**What you are asked to do:**
This exercise needs the complete data reproduced exactly.

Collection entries
--------------------
Issue #3929, opened 2017-11-08
[Roadmap] Update installation guideline


c727:
**Background**
* discussion on Discord and GitHub #3918 
* https://www.youtube.com/watch?v=s5_dtRoFYyU&feature=youtu.be&t=368

**Tag to use for your PR**
[Install]

* Remove unnecessary stuff
* lead new users to Hass.io, if they reach limitations they should check the alternatives

Todo
- [ ] restructure navigation bar/ sidebar
- [ ] what are the limitations of hass.io, what isn't working

DubhAd:
Rather than directing people just to HassIO, I'm strongly in favour of guiding and informing. Let people know about the "top 3" install methods (HassIO, Hassbian, VENV) and why they might want to chose them (as per Ryan's [draft here](https://github.com/home-assistant/home-assistant.github.io/pull/3918), but more complete).

If we just go "Use HassIO" then there's a strong risk we'll lose the mid ground, only retaining those who just want a Wink/SmartThings/etc replacement, and those who're Docker developers.

c727:
@DubhAd 
The Hassbian docs need some rework before we can add it :stuck_out_tongue_closed_eyes:

PR #3931, opened 2017-11-08
[Install] Refresh Venv guide

c727:
#3929

### DIFF
--- a/source/_docs/installation/virtualenv.markdown
+++ b/source/_docs/installation/virtualenv.markdown
@@ -74,9 +74,9 @@ $ sudo usermod -G dialout -a homeassistant
 This can be anywhere you want.  We chose to put it in `/srv`. You also need to change the ownership of the directory to the user you created above.
 
 ```bash
-$ sudo mkdir /srv/home-assistant
-$ sudo chown homeassistant:homeassistant /srv/home-assistant
-$ virtualenv -p python3 /srv/home-assistant
+$ sudo mkdir /srv/homeassistant
+$ sudo chown homeassistant:homeassistant /srv/homeassistant
+$ virtualenv -p python3 /srv/homeassistant
 ```
 
 ## {% linkable_title Install or update Home Assistant %}
@@ -90,7 +90,7 @@ $ sudo su -s /bin/bash homeassistant
 The `su` command means 'switch' user. We use the '-s' flag because the `homeassistant` user is a system user and doesn't have a default shell by default (to prevent attackers from being able to log in as that user).
 
 ```bash
-$ source /srv/home-assistant/bin/activate
+$ source /srv/homeassistant/bin/activate
 (home-assistant)$ pip3 install --upgrade homeassistant
 ```
 
@@ -99,11 +99,11 @@ $ source /srv/home-assistant/bin/activate
 There are two ways to launch Home Assistant. If you are **in** the virtualenv, you can just run `hass` and it will work as normal. If the virtualenv is not activated, you just use the `hass` executable in the `bin` directory mentioned earlier. There is one caveat... Because Home Assistant stores its configuration in the user's home directory, we need to be the user `homeassistant` user or specify the configuration with `-c`.
 
 ```bash
-$ sudo -u homeassistant -H /srv/home-assistant/bin/hass
+$ sudo -u homeassistant -H /srv/homeassistant/bin/hass
 ```
 
 The `-H` flag is important. It sets the `$HOME` environment variable to `/home/homeassistant` so `hass` can find its configuration.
--------------------
**Exercise solution:**
Issue #3929, opened 2017-11-08
[Roadmap] Update installation guideline


c727:
**Background**
* discussion on Discord and GitHub #3918 
* https://www.youtube.com/watch?v=s5_dtRoFYyU&feature=youtu.be&t=368

**Tag to use for your PR**
[Install]

* Remove unnecessary stuff
* lead new users to Hass.io, if they reach limitations they should check the alternatives

Todo
- [ ] restructure navigation bar/ sidebar
- [ ] what are the limitations of hass.io, what isn't working

DubhAd:
Rather than directing people just to HassIO, I'm strongly in favour of guiding and informing. Let people know about the "top 3" install methods (HassIO, Hassbian, VENV) and why they might want to chose them (as per Ryan's [draft here](https://github.com/home-assistant/home-assistant.github.io/pull/3918), but more complete).

If we just go "Use HassIO" then there's a strong risk we'll lose the mid ground, only retaining those who just want a Wink/SmartThings/etc replacement, and those who're Docker developers.

c727:
@DubhAd 
The Hassbian docs need some rework before we can add it :stuck_out_tongue_closed_eyes:

PR #3931, opened 2017-11-08
[Install] Refresh Venv guide

c727:
#3929

### DIFF
--- a/source/_docs/installation/virtualenv.markdown
+++ b/source/_docs/installation/virtualenv.markdown
@@ -74,9 +74,9 @@ $ sudo usermod -G dialout -a homeassistant
 This can be anywhere you want.  We chose to put it in `/srv`. You also need to change the ownership of the directory to the user you created above.
 
 ```bash
-$ sudo mkdir /srv/home-assistant
-$ sudo chown homeassistant:homeassistant /srv/home-assistant
-$ virtualenv -p python3 /srv/home-assistant
+$ sudo mkdir /srv/homeassistant
+$ sudo chown homeassistant:homeassistant /srv/homeassistant
+$ virtualenv -p python3 /srv/homeassistant
 ```
 
 ## {% linkable_title Install or update Home Assistant %}
@@ -90,7 +90,7 @@ $ sudo su -s /bin/bash homeassistant
 The `su` command means 'switch' user. We use the '-s' flag because the `homeassistant` user is a system user and doesn't have a default shell by default (to prevent attackers from being able to log in as that user).
 
 ```bash
-$ source /srv/home-assistant/bin/activate
+$ source /srv/homeassistant/bin/activate
 (home-assistant)$ pip3 install --upgrade homeassistant
 ```
 
@@ -99,11 +99,11 @@ $ source /srv/home-assistant/bin/activate
 There are two ways to launch Home Assistant. If you are **in** the virtualenv, you can just run `hass` and it will work as normal. If the virtualenv is not activated, you just use the `hass` executable in the `bin` directory mentioned earlier. There is one caveat... Because Home Assistant stores its configuration in the user's home directory, we need to be the user `homeassistant` user or specify the configuration with `-c`.
 
 ```bash
-$ sudo -u homeassistant -H /srv/home-assistant/bin/hass
+$ sudo -u homeassistant -H /srv/homeassistant/bin/hass
 ```
 
 The `-H` flag is important. It sets the `$HOME` environment variable to `/home/homeassistant` so `hass` can find its configuration.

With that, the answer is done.